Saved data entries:
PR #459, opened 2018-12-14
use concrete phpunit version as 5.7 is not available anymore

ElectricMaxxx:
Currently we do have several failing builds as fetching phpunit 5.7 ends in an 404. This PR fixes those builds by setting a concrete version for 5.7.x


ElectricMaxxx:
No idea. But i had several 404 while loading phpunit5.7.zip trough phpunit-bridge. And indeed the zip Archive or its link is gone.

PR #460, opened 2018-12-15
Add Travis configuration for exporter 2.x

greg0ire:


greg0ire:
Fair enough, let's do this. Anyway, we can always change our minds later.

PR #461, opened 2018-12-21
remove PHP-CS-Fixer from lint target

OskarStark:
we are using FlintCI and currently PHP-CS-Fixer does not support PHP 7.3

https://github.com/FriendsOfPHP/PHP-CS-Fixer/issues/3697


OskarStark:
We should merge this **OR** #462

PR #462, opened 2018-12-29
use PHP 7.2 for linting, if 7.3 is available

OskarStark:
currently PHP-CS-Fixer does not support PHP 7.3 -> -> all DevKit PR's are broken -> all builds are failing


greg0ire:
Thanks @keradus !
---
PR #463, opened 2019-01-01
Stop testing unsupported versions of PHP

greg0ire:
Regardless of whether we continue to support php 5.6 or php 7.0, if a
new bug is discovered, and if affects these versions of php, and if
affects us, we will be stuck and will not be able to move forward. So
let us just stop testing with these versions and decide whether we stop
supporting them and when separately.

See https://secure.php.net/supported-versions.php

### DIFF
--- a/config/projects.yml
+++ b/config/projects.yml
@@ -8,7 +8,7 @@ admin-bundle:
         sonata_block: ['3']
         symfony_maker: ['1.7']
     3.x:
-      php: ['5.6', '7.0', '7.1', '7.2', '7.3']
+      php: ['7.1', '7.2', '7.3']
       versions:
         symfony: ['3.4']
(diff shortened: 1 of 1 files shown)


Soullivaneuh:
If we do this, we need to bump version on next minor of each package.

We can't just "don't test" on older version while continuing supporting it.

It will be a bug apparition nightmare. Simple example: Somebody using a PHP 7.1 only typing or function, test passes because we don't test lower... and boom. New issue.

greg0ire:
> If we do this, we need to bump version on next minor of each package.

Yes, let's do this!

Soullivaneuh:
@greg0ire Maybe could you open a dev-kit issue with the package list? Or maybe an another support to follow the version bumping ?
* * *
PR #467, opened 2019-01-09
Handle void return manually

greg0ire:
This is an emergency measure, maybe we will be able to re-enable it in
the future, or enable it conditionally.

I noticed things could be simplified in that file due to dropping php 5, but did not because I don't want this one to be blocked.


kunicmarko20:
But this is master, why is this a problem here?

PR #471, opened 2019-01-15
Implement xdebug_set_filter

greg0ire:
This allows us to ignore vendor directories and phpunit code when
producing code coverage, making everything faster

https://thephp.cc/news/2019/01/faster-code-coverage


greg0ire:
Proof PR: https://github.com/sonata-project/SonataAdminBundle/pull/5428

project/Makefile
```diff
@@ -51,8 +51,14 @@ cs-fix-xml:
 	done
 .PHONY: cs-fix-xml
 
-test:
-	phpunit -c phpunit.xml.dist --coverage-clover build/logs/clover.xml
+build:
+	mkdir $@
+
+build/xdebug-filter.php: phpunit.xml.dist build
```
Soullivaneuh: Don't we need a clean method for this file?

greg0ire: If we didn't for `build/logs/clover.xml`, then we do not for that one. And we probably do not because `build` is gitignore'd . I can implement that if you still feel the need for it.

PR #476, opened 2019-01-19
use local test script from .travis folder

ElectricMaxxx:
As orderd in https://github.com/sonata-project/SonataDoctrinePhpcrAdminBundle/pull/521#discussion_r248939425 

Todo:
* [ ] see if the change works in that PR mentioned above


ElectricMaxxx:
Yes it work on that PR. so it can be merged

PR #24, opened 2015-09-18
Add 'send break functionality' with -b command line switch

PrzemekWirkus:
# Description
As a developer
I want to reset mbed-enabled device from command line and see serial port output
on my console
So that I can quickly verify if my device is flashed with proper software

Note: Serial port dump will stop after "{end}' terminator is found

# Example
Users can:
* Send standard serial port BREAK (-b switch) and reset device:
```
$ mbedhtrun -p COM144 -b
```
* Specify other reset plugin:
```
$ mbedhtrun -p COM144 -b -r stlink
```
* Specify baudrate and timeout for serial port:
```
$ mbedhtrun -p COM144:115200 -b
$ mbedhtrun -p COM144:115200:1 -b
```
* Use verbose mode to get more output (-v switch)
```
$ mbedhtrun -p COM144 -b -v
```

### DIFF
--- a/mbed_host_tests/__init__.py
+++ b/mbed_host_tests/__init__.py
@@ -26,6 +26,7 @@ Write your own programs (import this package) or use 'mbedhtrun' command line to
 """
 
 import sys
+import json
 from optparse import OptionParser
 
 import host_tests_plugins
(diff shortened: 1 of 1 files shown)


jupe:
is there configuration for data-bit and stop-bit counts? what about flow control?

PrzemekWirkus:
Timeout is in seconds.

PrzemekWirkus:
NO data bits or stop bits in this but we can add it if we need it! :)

▸ EXERCISE AIM:
Pull out all lines of the data with the string "want".

▸ ANSWER BELOW:
I noticed things could be simplified in that file due to dropping php 5, but did not because I don't want this one to be blocked.
I want to reset mbed-enabled device from command line and see serial port output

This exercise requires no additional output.